■ **Your task**
Transcribe exactly the lines that begin the material and continue through the line containing "worldwise001: Do we". Leave out whatever follows.

■ **Supplied information**

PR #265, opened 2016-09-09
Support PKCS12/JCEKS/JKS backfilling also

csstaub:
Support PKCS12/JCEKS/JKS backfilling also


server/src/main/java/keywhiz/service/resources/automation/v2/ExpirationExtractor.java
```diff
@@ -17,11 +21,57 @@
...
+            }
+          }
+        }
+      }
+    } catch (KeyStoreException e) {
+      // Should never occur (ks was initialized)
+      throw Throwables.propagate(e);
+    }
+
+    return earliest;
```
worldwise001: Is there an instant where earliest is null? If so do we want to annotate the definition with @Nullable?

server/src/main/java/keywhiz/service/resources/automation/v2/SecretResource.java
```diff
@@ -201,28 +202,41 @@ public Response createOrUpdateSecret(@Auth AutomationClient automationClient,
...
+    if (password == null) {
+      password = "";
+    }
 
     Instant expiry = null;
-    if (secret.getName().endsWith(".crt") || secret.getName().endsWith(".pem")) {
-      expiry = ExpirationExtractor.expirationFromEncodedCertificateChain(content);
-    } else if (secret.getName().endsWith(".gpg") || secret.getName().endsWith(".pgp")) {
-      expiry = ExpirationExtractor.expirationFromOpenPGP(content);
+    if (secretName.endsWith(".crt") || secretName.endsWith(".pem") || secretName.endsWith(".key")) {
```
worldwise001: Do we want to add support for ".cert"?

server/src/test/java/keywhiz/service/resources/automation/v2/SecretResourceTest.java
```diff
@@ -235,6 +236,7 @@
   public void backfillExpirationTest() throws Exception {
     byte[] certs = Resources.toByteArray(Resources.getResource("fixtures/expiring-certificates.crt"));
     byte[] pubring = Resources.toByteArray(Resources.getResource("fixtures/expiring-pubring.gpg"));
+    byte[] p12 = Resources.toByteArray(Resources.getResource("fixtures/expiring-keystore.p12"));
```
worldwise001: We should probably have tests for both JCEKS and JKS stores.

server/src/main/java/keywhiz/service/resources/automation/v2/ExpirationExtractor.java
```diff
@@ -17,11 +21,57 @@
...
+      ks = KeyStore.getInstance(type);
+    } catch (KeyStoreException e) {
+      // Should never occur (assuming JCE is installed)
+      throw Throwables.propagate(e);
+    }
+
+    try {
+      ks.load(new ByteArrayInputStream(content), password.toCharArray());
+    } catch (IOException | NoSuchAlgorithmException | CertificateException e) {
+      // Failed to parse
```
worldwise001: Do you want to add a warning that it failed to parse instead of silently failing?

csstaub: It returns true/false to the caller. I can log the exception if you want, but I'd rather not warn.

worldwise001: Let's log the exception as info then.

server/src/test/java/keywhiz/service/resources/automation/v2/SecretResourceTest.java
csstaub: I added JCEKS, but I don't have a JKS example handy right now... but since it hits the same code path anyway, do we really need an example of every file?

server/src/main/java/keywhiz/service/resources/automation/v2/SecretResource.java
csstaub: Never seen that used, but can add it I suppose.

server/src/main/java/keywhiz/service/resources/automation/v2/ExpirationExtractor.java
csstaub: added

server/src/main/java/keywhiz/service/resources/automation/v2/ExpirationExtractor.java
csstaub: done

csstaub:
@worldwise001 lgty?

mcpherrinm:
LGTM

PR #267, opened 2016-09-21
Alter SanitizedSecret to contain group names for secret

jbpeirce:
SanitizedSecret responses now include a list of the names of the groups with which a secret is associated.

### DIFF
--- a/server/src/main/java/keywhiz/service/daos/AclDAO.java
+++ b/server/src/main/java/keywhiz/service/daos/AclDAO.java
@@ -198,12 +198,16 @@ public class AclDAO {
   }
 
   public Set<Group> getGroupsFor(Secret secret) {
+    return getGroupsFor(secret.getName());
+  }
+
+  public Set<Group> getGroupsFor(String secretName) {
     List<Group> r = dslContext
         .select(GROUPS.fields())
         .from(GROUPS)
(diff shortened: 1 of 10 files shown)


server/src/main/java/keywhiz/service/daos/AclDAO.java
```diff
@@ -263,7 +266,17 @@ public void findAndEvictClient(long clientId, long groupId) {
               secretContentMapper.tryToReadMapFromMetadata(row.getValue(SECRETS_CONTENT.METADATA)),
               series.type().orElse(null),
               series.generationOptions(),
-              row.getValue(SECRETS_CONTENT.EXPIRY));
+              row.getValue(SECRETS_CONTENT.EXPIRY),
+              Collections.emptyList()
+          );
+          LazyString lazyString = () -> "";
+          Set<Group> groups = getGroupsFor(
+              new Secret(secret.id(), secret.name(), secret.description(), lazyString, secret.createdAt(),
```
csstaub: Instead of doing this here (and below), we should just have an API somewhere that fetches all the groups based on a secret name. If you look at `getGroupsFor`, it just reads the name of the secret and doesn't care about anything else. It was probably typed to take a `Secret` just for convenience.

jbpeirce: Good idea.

■ **Response to this task**
PR #265, opened 2016-09-09
Support PKCS12/JCEKS/JKS backfilling also

csstaub:
Support PKCS12/JCEKS/JKS backfilling also


server/src/main/java/keywhiz/service/resources/automation/v2/ExpirationExtractor.java
```diff
@@ -17,11 +21,57 @@
...
+            }
+          }
+        }
+      }
+    } catch (KeyStoreException e) {
+      // Should never occur (ks was initialized)
+      throw Throwables.propagate(e);
+    }
+
+    return earliest;
```
worldwise001: Is there an instant where earliest is null? If so do we want to annotate the definition with @Nullable?

server/src/main/java/keywhiz/service/resources/automation/v2/SecretResource.java
```diff
@@ -201,28 +202,41 @@ public Response createOrUpdateSecret(@Auth AutomationClient automationClient,
...
+    if (password == null) {
+      password = "";
+    }
 
     Instant expiry = null;
-    if (secret.getName().endsWith(".crt") || secret.getName().endsWith(".pem")) {
-      expiry = ExpirationExtractor.expirationFromEncodedCertificateChain(content);
-    } else if (secret.getName().endsWith(".gpg") || secret.getName().endsWith(".pgp")) {
-      expiry = ExpirationExtractor.expirationFromOpenPGP(content);
+    if (secretName.endsWith(".crt") || secretName.endsWith(".pem") || secretName.endsWith(".key")) {
```
worldwise001: Do we want to add support for ".cert"?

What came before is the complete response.